What we observe daily is not merely weak governance—it is a broader culture of institutional ambiguity. Hardship is explained away with polished data, and national pain is often reduced to policy terminology. But are these truly misunderstandings, or carefully managed narratives? Where are the moral compasses? Where are the dissenting voices grounded in patriotism? Have they all become muted in the comfort of proximity to power?
We must remember: no position is permanent. The reins of authority are always temporary. As the Hausa say, “Sarakuna na da iyaka, amma gaskiya tana dawwama”—kings have limits, but truth endures. One day, when influence has faded and relevance is past, the question will remain: with all your knowledge and access, did you challenge or conform? Did you offer light, or did you help shade the truth?
A more pressing tragedy looms: the gradual disillusionment of the citizenry. The people no longer demand transformation—they simply hope for survival. The despair is not only economic, but existential. It is the kind of weariness that comes when those who should speak boldly have chosen instead to whisper, or worse, to say nothing. Silence, in moments of moral urgency, is not neutrality—it is abdication.
This is a form of poverty not captured by any economic index—the poverty of principle. We are nurturing graduates with technical proficiency but shallow conviction.
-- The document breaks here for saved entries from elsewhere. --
PR #2330, opened 2021-10-15
[debugger] Silence a -Wswitch warning out of gdb-stub.c

fpdotmonkey:
No one likes unhandled branches, and the compiler was just kindly reminding us
to take care of them.  Well, remind us no more, compiler.


endrift:
I don't like this approach. This assumes that for any other watchpoint type we never want to do anything, even if we add more. We should instead have an empty case for the existing types (that can't be hit as-is anyway, so it's effectively dead code). That way if more are added later it will raise warnings again to let us know to update the code.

We are raising professionals who pursue influence but flee from accountability. Then we ask ourselves: why does our society remain fragile? As the Yoruba caution, “Ẹni tí kò ní i tìkára rẹ̀, kò le kó’lé”—he who has no backbone cannot build a house.
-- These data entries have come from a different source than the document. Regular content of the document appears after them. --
PR #2345, opened 2021-11-06
[SDL]: Add logFile support

Lorenzooone:
Since we were talking about it here: https://twitter.com/Lorenzooone/status/1456780759012872196 , I decided to implement logging to file for SDL.

Feel free to point out any and all issues you might have with the code!


Lorenzooone:
Btw, I copied the default behaviour which makes it so you don't get the popup for crashes when you get a FATAL unless the filter allows seeing FATALs. It can be observed here https://github.com/mgba-emu/mgba/blob/master/src/platform/qt/LogController.cpp at postLog and here https://github.com/mgba-emu/mgba/blob/master/src/core/thread.c at _mCoreLog.

Is it on purpose though? I get not logging them, but not getting the popup entirely seems weird to me.

src/platform/sdl/sdl-log.c
```diff
@@ -0,0 +1,87 @@
+/* Copyright (c) 2013-2015 Jeffrey Pfau
```
endrift, line 1: This whole file should probably be merged into `main.c`.

src/platform/sdl/sdl-log.c
```diff
@@ -0,0 +1,87 @@
...
+ * License, v. 2.0. If a copy of the MPL was not distributed with this
+ * file, You can obtain one at http://mozilla.org/MPL/2.0/. */
+#include "sdl-log.h"
+#include <mgba/core/core.h>
+#include <mgba/core/log.h>
+#include <mgba/core/thread.h>
+#include <mgba/core/config.h>
+
+static bool _logToStdout;
+static FILE* _logFile;
```
endrift, line 13: Please use the `VFile` API.

src/platform/sdl/sdl-log.c
```diff
@@ -0,0 +1,87 @@
...
+{
+	int value = 0;
+	bool searched = mCoreConfigGetValue(&core->config, key);
+	if(searched)
+	{
+		mCoreConfigGetIntValue(&core->config, key, &value);
+		return value != 0 ? true: false;
+	}
+	return defaultValue;
+}
```
endrift, line 28: The existing convention is to use an int value called `fakeBool` and coerce to bool as needed. I may add an `mCoreConfigGetBoolValue` helper at some point, but not in this PR, and not a private one.

src/platform/sdl/sdl-log.c
```diff
@@ -0,0 +1,87 @@
...
+
+struct mLogger getLogger(struct mCore* core)
```
endrift, line 30: Do not return a struct larger than 8 bytes. This could all be handled in a void function after moving to `main.c` since the logger will probably wind up being a static variable anyway.

endrift (changes requested):
First pass review definitely has some issues that will need to be cleaned up. You also don't match existing brace style, but I didn't go and comment every single one of those.

endrift:
> Btw, I copied the default behaviour which makes it so you don't get the popup for crashes when you get a FATAL unless the filter allows logging FATALs. It can be observed here https://github.com/mgba-emu/mgba/blob/master/src/platform/qt/LogController.cpp at postLog.
> 
> Is it on purpose though? I get not logging them, but not getting the popup entirely seems weird to me.

That does not sound like it was on purpose, no.

src/platform/sdl/sdl-log.c
Lorenzooone: This commit should solve that (and the brace style): https://github.com/mgba-emu/mgba/pull/2345/commits/4137ad686a57123ce1d578ad01d468971ffdd1b4

src/platform/sdl/sdl-log.c
Lorenzooone: Should be fixed in: https://github.com/mgba-emu/mgba/pull/2345/commits/02b165005bcfac32caf4ed53419a46ade0a6086f

src/platform/sdl/sdl-log.c
Lorenzooone: Should be fixed in: https://github.com/mgba-emu/mgba/pull/2345/commits/02b165005bcfac32caf4ed53419a46ade0a6086f

src/platform/sdl/sdl-log.c
Lorenzooone: Should be fixed in: https://github.com/mgba-emu/mgba/pull/2345/commits/02b165005bcfac32caf4ed53419a46ade0a6086f

src/platform/sdl/main.c
```diff
@@ -321,3 +337,64 @@ static void mSDLDeinit(struct mSDLRenderer* renderer) {
...
+	// Create the filter
+	mLogFilterInit(&_filter);
+	mLogFilterSet(&_filter, "gba.bios", mLOG_STUB | mLOG_FATAL);
+	mLogFilterSet(&_filter, "core.status", mLOG_ALL & ~mLOG_DEBUG);
+	_filter.defaultLevels = filterLevels;
+
+	// Fill the logger
+	_logger.log = _mCoreLog;
+	_logger.filter = &_filter;
+}
```
endrift, line 373: Why are these separate functions if they're only ever called once?

src/platform/sdl/main.c
```diff
@@ -321,3 +337,64 @@ static void mSDLDeinit(struct mSDLRenderer* renderer) {
...
 	SDL_Quit();
 }
+
+void setLogger(struct mCore* core) {
+	int fakeBool = 0;
+	bool logToStdout = true;
+	bool logToFile = false;
+
+	if (mCoreConfigGetIntValue(&core->config, "logToStdout", &fakeBool))
+		logToStdout = fakeBool;
```
endrift, line 347:
```suggestion
	if (mCoreConfigGetIntValue(&core->config, "logToStdout", &fakeBool)) {
		logToStdout = fakeBool;
	}
```
Style nit

src/platform/sdl/main.c
```diff
@@ -321,3 +337,64 @@ static void mSDLDeinit(struct mSDLRenderer* renderer) {
...
+	if (mCoreConfigGetIntValue(&core->config, "logToFile", &fakeBool))
+		logToFile = fakeBool;
```
endrift, line 349:
```suggestion
	if (mCoreConfigGetIntValue(&core->config, "logToFile", &fakeBool)) {
		logToFile = fakeBool;
	}
```
Style nit

src/platform/sdl/main.c
```diff
@@ -321,3 +337,64 @@ static void mSDLDeinit(struct mSDLRenderer* renderer) {
...
+	_setLogger(logToStdout, logToFile, logFile, filterLevels);
+}
+
+void _setLogger(bool logToStdout, bool logToFile, const char* logFile, int filterLevels) {
+	// Assign basic static variables
+	_logToStdout = logToStdout;
+	_logFile = NULL;
+	
+	if(logToFile && logFile)
+		_logFile = VFileOpen(logFile, O_WRONLY | O_CREAT | O_TRUNC);
```
endrift, line 362:
```suggestion
	if(logToFile && logFile) {
		_logFile = VFileOpen(logFile, O_WRONLY | O_CREAT | O_TRUNC);
	}
```
Style nit

endrift, line 362: I don't believe the Qt frontend truncates the log file; I believe it appends instead. It's best to keep this consistent.

src/platform/sdl/main.c
```diff
@@ -321,3 +337,64 @@ static void mSDLDeinit(struct mSDLRenderer* renderer) {
...
+
+	// Create the filter
+	mLogFilterInit(&_filter);
+	mLogFilterSet(&_filter, "gba.bios", mLOG_STUB | mLOG_FATAL);
```
endrift, line 366: This line is unneeded; the reason mLOG_STUB was put in there in the Qt frontend was to give users a dialog when an unimplemented BIOS function is hit, but the SDL frontend doesn't have dialogs.

src/platform/sdl/main.c
```diff
@@ -321,3 +337,64 @@ static void mSDLDeinit(struct mSDLRenderer* renderer) {
...
+	const int MAX_BUF = 1024;
+	char* buffer = malloc(MAX_BUF);
+
+	int length = 0;
+	length += snprintf(buffer+length, MAX_BUF-length, "%s: ", mLogCategoryName(category));
+	length += vsnprintf(buffer+length, MAX_BUF-length, format, args);
+	length += snprintf(buffer+length, MAX_BUF-length, "\n");
+
+	if(_logToStdout)
+		printf("%s", buffer);
```
endrift, line 394:
```suggestion
	if(_logToStdout) {
		printf("%s", buffer);
	}
```
Style nit

src/platform/sdl/main.c
```diff
@@ -321,3 +337,64 @@ static void mSDLDeinit(struct mSDLRenderer* renderer) {
...
+		return;
+	}
+
+	const int MAX_BUF = 1024;
+	char* buffer = malloc(MAX_BUF);
+
+	int length = 0;
+	length += snprintf(buffer+length, MAX_BUF-length, "%s: ", mLogCategoryName(category));
+	length += vsnprintf(buffer+length, MAX_BUF-length, format, args);
+	length += snprintf(buffer+length, MAX_BUF-length, "\n");
```
endrift, line 391:
```suggestion
	length += snprintf(buffer + length, MAX_BUF - length, "%s: ", mLogCategoryName(category));
	length += vsnprintf(buffer + length, MAX_BUF - length, format, args);
	length += snprintf(buffer + length, MAX_BUF - length, "\n");
```
Style nits

src/platform/sdl/main.c
```diff
@@ -321,3 +337,64 @@ static void mSDLDeinit(struct mSDLRenderer* renderer) {
...
+	if (thread && level == mLOG_FATAL) {
+		mCoreThreadMarkCrashed(thread);
+	}
+
+	if (!mLogFilterTest(logger->filter, category, level)) {
+		return;
+	}
+
+	const int MAX_BUF = 1024;
+	char* buffer = malloc(MAX_BUF);
```
endrift, line 386: Any reason this buffer isn't static on the stack? You could just use sizeof() in that case too, and not worry about freeing it.

endrift (changes requested):
Mostly style nits and some questionable implementation choices, but once that's flattened out I think it'll be pretty decent to merge.

src/platform/sdl/main.c
Lorenzooone: I wanted to keep them logically separated, but you're right, as just keeping them one after the other should suffice.

src/platform/sdl/main.c
Lorenzooone: True. Snprintf already handles the buffer too and makes sure it doesn't go out of bounds.

Lorenzooone: Fixed in https://github.com/mgba-emu/mgba/pull/2345/commits/9440ca24e9b66396445955640548bab981801c2d .

src/platform/sdl/main.c
Lorenzooone: Fixed in https://github.com/mgba-emu/mgba/pull/2345/commits/9440ca24e9b66396445955640548bab981801c2d .

(I just removed the STUB part though... Don't know if you wanted the FATAL removed as well)

src/platform/sdl/main.c
Lorenzooone: Fixed in https://github.com/mgba-emu/mgba/pull/2345/commits/9440ca24e9b66396445955640548bab981801c2d .

src/platform/sdl/main.c
Lorenzooone: Fixed in https://github.com/mgba-emu/mgba/pull/2345/commits/9440ca24e9b66396445955640548bab981801c2d .

src/platform/sdl/main.c
```diff
@@ -38,11 +38,20 @@
 #include <signal.h>
 
 #define PORT "sdl"
+#define MAX_LOG_BUF 1024
 
 static void mSDLDeinit(struct mSDLRenderer* renderer);
 
 static int mSDLRun(struct mSDLRenderer* renderer, struct mArguments* args);
 
+void setLogger(struct mCore* core);
```
endrift, line 47: This function should be static (and as such probably prefixed with an _).

src/platform/sdl/main.c
```diff
@@ -38,11 +38,20 @@
...
+static void _mCoreLog(struct mLogger* logger, int category, enum mLogLevel level, const char* format, va_list args);
+
+static bool _logToStdout;
+static struct VFile* _logFile;
```
endrift, line 51:
```suggestion
static bool _logToStdout = true;
static struct VFile* _logFile = NULL;
```

src/platform/sdl/main.c
```diff
@@ -321,3 +337,61 @@ static void mSDLDeinit(struct mSDLRenderer* renderer) {
 
 	SDL_Quit();
 }
+
+void setLogger(struct mCore* core) {
+	int fakeBool = 0;
+	bool logToStdout = true;
```
endrift, line 343: This var is unnecessary if we just directly load into _logToStdout.

src/platform/sdl/main.c
```diff
@@ -321,3 +337,61 @@ static void mSDLDeinit(struct mSDLRenderer* renderer) {
...
+	bool logToFile = false;
+
+	if (mCoreConfigGetIntValue(&core->config, "logToStdout", &fakeBool)) {
+		logToStdout = fakeBool;
```
endrift, line 347:
```suggestion
		_logToStdout = fakeBool;
```

src/platform/sdl/main.c
```diff
@@ -321,3 +337,61 @@ static void mSDLDeinit(struct mSDLRenderer* renderer) {
...
+	}
+	if (mCoreConfigGetIntValue(&core->config, "logToFile", &fakeBool)) {
+		logToFile = fakeBool;
+	}
+	const char* logFile = mCoreConfigGetValue(&core->config, "logFile");
+
+	// Assign basic static variables
+	_logToStdout = logToStdout;
+	_logFile = NULL;
```
endrift, line 356: These lines are no longer necessary with the static initialization above.

src/platform/sdl/main.c
```diff
@@ -321,3 +337,61 @@ static void mSDLDeinit(struct mSDLRenderer* renderer) {
...
+	
+	if(logToFile && logFile) {
+		_logFile = VFileOpen(logFile, O_WRONLY | O_CREAT | O_APPEND);
+	}
+
+	// Create the filter
+	mLogFilterInit(&_filter);
+	mLogFilterSet(&_filter, "gba.bios", mLOG_FATAL);
```
endrift, line 364: mLOG_FATAL is in the default filter so this isn't needed anymore.

src/platform/sdl/main.c
```diff
@@ -321,3 +337,61 @@ static void mSDLDeinit(struct mSDLRenderer* renderer) {
...
+	mLogFilterSet(&_filter, "core.status", mLOG_ALL & ~mLOG_DEBUG);
```
endrift, line 365: The point of this was so that status messages bubble up into the OSD on the Qt version. However, there is no OSD in the SDL version, so this might create spam for users by default. I'm unsure if that's a _problem_ though.

src/platform/sdl/main.c
```diff
@@ -321,3 +337,61 @@ static void mSDLDeinit(struct mSDLRenderer* renderer) {
...
+	if (!mLogFilterTest(logger->filter, category, level)) {
+		return;
+	}
+
+	char buffer[MAX_LOG_BUF];
+
+	int length = 0;
+	length += snprintf(buffer + length, sizeof(buffer) - length, "%s: ", mLogCategoryName(category));
+	length += vsnprintf(buffer + length, sizeof(buffer) - length, format, args);
+	length += snprintf(buffer + length, sizeof(buffer) - length, "\n");
```
endrift, line 388: You should probably make sure length never exceeds `sizeof(buffer)`, as the argument to snprintf is unsigned, so this could lead to a buffer overflow.

endrift (changes requested):
_Almost_ there. Things were cleanly organized enough this time that I could go over it in detail. Just some minor nits about temporary variables and initialization and one security concern. Once those are addressed it'll be good to merge.

src/platform/sdl/main.c
Lorenzooone: Hmm... Are you 100% sure? Because I tried removing it before, and I'd get a list of values that were in the registers when it went into VBlank at the end of my test ROM's execution.

If I leave that there, then I don't get that list...

src/platform/sdl/main.c
Lorenzooone: Fixed in https://github.com/mgba-emu/mgba/pull/2345/commits/453ffc29a1418b6ae327fc528e8c1f39d2cbc81e (although it might not be pretty... Let me know whether this is fine or not).

src/platform/sdl/main.c
Lorenzooone: Fixed in https://github.com/mgba-emu/mgba/pull/2345/commits/fac41951f3984e0395765df6c02f0fb02c0ab800 .

src/platform/sdl/main.c
Lorenzooone: Fixed in https://github.com/mgba-emu/mgba/pull/2345/commits/fac41951f3984e0395765df6c02f0fb02c0ab800 .

src/platform/sdl/main.c
Lorenzooone: Fixed in https://github.com/mgba-emu/mgba/pull/2345/commits/fac41951f3984e0395765df6c02f0fb02c0ab800 .

src/platform/sdl/main.c
Lorenzooone: Just checked, and it makes it so you can't edit the logLevel for gba.bios by using the -l option...

Lorenzooone: Btw, the default, if no -l is specified, is 0. So no logging whatsoever...

endrift: That's odd, the default is supposed to be 3--fatal and error.

src/platform/sdl/main.c
endrift: Well, the idea was to just not call the further snprintfs if length exceeds the size of the buffer. This merely clamps the length variable, which seems like an odd approach.

Lorenzooone: _logFile->write uses length a bit below that piece of code. Doing it the way you described will work for sure. One just has to remember to also check there whether the length exceeds the buffer's size or not.

Let me know which one you prefer. It's an easy change, tbh.

src/platform/sdl/main.c
endrift: Let's remove both of the log level overrides then, and manage a default log level of 3 in a later commit. It looks like it's only 3 in the Qt frontend right now.

src/platform/sdl/main.c
endrift: I would prefer not to use a mess of ternary operators to be sure :stuck_out_tongue:. Mostly I just don't want to invoke the snprintfs at all if they're not going to do anything due to the buffer already being full.

src/platform/sdl/main.c
Lorenzooone: So, I added a default of WARN | FATAL | ERROR, which is the one QT uses for anything that isn't gba.bios and core.status, for which it uses this line and the one below this one.

The issue is that, by removing this line in particular, if you select mLOG_DEBUG (in order to see messages from the game, which is what I use the log function for), you get a log message for each single SWI call. Which can be VERY spammy.

You can see what I mean below, with before and after.

[test_prev.log](https://github.com/mgba-emu/mgba/files/7611047/test_prev.log)
[test.log](https://github.com/mgba-emu/mgba/files/7611048/test.log)

Maybe adding some sort of configuration parameter to this? Otherwise I can just keep a fork of mine and let people use that for my use case.

endrift: That's the already existing behavior so it's not a good idea to change it in a mostly unrelated PR. That said, you can change this with e.g. -C logLevel.gba.bios=0 to turn off all BIOS logging.

Lorenzooone: That does work in Qt, and it is... a good solution!
But not in SDL (simply because the code isn't there yet).

Will definetly look into putting it in though. Seems very useful.

endrift: That's strange? It worked for me on master. I set -l -1 to enable all logs and then that to disable BIOS logs and it worked. Maybe the issue is local to your branch?

Lorenzooone: Yeah, because SDL in main uses the thread.c implementation of the logger, which has this line:
mLogFilterLoad(threadContext->logger.d.filter, &core->config);

Looking at that file makes me wonder...

Should I add that line to this file, in order to keep logger and filter initialization together, or should I remove the filter initialization entirely from here, since thread.c will handle that...?

Lorenzooone: Fixed in https://github.com/mgba-emu/mgba/pull/2345/commits/e938be4ba83a65f1012f4943af60eb195f7af610 , let me know if you'd prefer setting the filter to NULL for the logger and letting thread.c initialize it instead.

src/platform/sdl/main.c
Lorenzooone: Fixed in https://github.com/mgba-emu/mgba/pull/2345/commits/e938be4ba83a65f1012f4943af60eb195f7af610 .

src/platform/sdl/main.c
```diff
@@ -321,3 +338,63 @@ static void mSDLDeinit(struct mSDLRenderer* renderer) {
...
+	char buffer[MAX_LOG_BUF];
+
+	// Prepare the string
+	size_t length = snprintf(buffer, sizeof(buffer), "%s: ", mLogCategoryName(category));
+	if (length < sizeof(buffer)) {
+		length += vsnprintf(buffer + length, sizeof(buffer) - length, format, args);
+		if (length < sizeof(buffer)) {
+			length += snprintf(buffer + length, sizeof(buffer) - length, "\n");
+		}
+	}
```
endrift, line 386:
```suggestion
	}
	if (length < sizeof(buffer)) {
		length += snprintf(buffer + length, sizeof(buffer) - length, "\n");
	}
```
The can actually be separated since the latter one will never be true if the former one isn't.

endrift (approved):
Looks good, just one nit that's not super important. If you don't integrate it by the time I get home I'll just merge it.

Though I'm beginning to wonder if this shouldn't just be put in the default thread logger at this point.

Still, time watches. The masquerade may dance with grandeur, but it must retire. The rains may fall with force, but they never fall forever. History does not rush, but it remembers. And when power passes—as it always does—the enduring question will be: what did you do with your moment? Did you heal wounds or merely dress them with words?
Indeed, in moments of deep national difficulty, we must ask: who spoke truth to power? Who reminded leadership of the people’s pulse? For when the leader is encased in applause, it is not the tailor who should be questioned, but the trusted companions who insisted the robe was flawless.
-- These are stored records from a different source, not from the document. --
PR #2366, opened 2021-11-28
NetBSD build fixes

alarixnia:
We've had these fixes in pkgsrc for well over a year now. Please merge them!

- Use `newlocale` and `snprintf_l` without using `uselocale` - NetBSD does not have per-thread locales.
- `popcount32` is in libc on NetBSD, don't override its definition.
- `pthread_setname_np` takes a printf format string.


include/mgba-util/platform/posix/threading.h
```diff
@@ -94,6 +94,8 @@ static inline int ThreadSetName(const char* name) {
 #elif defined(__HAIKU__)
 	rename_thread(find_thread(NULL), name);
 	return 0;
+#elif defined(__NetBSD__)
+	return pthread_setname_np(pthread_self(), "%s", (void *)name);
```
endrift, line 98: Why does this need to be cast to void*? This is C code.

CMakeLists.txt
```diff
@@ -368,13 +370,17 @@ if(USE_PTHREADS)
...
 	list(APPEND FUNCTION_DEFINES HAVE_LOCALE)
 	if (HAVE_SNPRINTF_L)
 		list(APPEND FUNCTION_DEFINES HAVE_SNPRINTF_L)
 	endif()
 endif()
 
+if(HAVE_USELOCALE OR APPLE)
+	list(APPEND FUNCTION_DEFINES HAVE_USELOCALE)
+endif()
+
```
endrift, line 383: These lines are unnecessary--`HAVE_USELOCALE` will be defined within `find_function`.

CMakeLists.txt
```diff
@@ -320,6 +320,8 @@ find_function(setlocale)
 find_function(snprintf_l)
 find_function(uselocale)
 
+find_function(popcount32)
```
endrift, line 323: Make sure to add this to `flags.h.in` since it's used in a header file.

endrift (commented):
Most of these changes are easily mergeable, but there are some lingering questions first.

include/mgba-util/platform/posix/threading.h
alarixnia: Technically unnecessary, but it gets rid of a "discards const" warning.

endrift: Ohh fair enough. Please add a space between the cast and the variable then.

endrift:
Was there really no HAVE flags section yet?? I need to fix that.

Let us be clear: a nation cannot grow inside an echo chamber. And those who build it—through gentle omissions and well-timed silences—must someday reckon with its consequences.
So, we watch—not with bitterness, but with clarity. We remember—not out of vengeance, but for the sake of vigilance. For the arc of history, though long, bends toward justice. And when the reckoning comes—as it surely will—may our names be found among those who chose fidelity over familiarity, principle over proximity, and truth over temporary praise.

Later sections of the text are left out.